With Spinoff, IBM Aims to Lead In Corporate Cloud Services
October 12, 2020
To accelerate its shift to cloud computing, IBM revealed it is breaking out its IT unit to focus on that and artificial intelligence. Chief executive Arvind Krishna called it a “landmark day” for the 109-year old company. IBM’s move acknowledges the powerful shift to the cloud, with almost all new software created as cloud services delivered online from remote data centers. Amazon pioneered the cloud market by launching Amazon Web Services in 2006, and IBM is a latecomer but has made significant moves in recent years.
The New York Times reports that, most notably, IBM spent $34 billion in 2018 to purchase Red Hat, “a distributor of open-source software and tools used by cloud developers.” IBM executive chair and former chief executive Ginni Rometty dubbed cloud computing, enhanced by artificial intelligence, as “now IBM’s enduring platform.”
With the change, “the main business, retaining the IBM name, will be its cloud operations, along with its hardware, software and consulting services units,” which currently “generate about three-quarters of IBM’s revenue.”
The spin-off, which has sales of $19 billion a year, will contain “IBM’s basic technology services business, which maintains, supports and upgrades the computing operations of thousands of corporate customers.” Not yet named, it “will become a separate public company.” IBM’s revenue last year slumped 3 percent to $77 billion, “held back by the erosion of its old-line businesses.” Over the years, IBM has sold off unprofitable businesses, including “personal computers, disk drives, chip manufacturing and some technology services.”
“IBM’s future is as a smaller company, more of a niche technology company,” said Massachusetts Institute of Technology’s Sloan School of Management professor Michael Cusumano. Krishna stated that the company split is aimed to “unlock growth” and that it should produce “mid-single-digit” revenue growth “over the next few years.” He did not speculate on how it might impact employment.
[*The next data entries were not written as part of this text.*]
PR #1371, opened 2021-09-02
Improved subscription logging

szczygiel-m:
Subscription name in description for subscription health problems.

### DIFF
--- a/hermes-management/src/main/java/pl/allegro/tech/hermes/management/domain/subscription/health/problem/LaggingIndicator.java
+++ b/hermes-management/src/main/java/pl/allegro/tech/hermes/management/domain/subscription/health/problem/LaggingIndicator.java
@@ -20,7 +20,7 @@ public class LaggingIndicator implements SubscriptionHealthProblemIndicator {
         long subscriptionLag = context.getLag();
         double topicRate = context.getTopicRate();
         if (topicRate > 0.0 && subscriptionLag > maxLagInSeconds * topicRate) {
-            return Optional.of(lagging(subscriptionLag));
+            return Optional.of(lagging(subscriptionLag, context.getSubscription().getQualifiedName().toString()));
         }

A services business to support and maintain technology for corporations, he added, will have “more financial flexibility” as a separate company. On the news, “IBM shares rose nearly 6 percent by the end of trading on Thursday.”
IBM is an advocate of the “hybrid cloud” approach, which enables corporations to evolve into cloud computing without completely abandoning their existing technology. Among the market leaders in cloud computing, IBM “portrayed itself as the Switzerland of the cloud market, able to plug into the Internet clouds of Amazon, Microsoft and Google, as well as the IBM cloud.”
The Verge reports that, “the new company — which has the placeholder name ‘NewCo’ in official documents — will have roughly 90,000 employees and $19 billion in revenue,” with IBM’s total employment now about 352,000.
Wedbush Securities market analyst Moshe Katri stated that, “IBM is essentially getting rid of a shrinking, low-margin operation given the cannibalizing impact of automation and cloud, masking stronger growth for the rest of the operation.”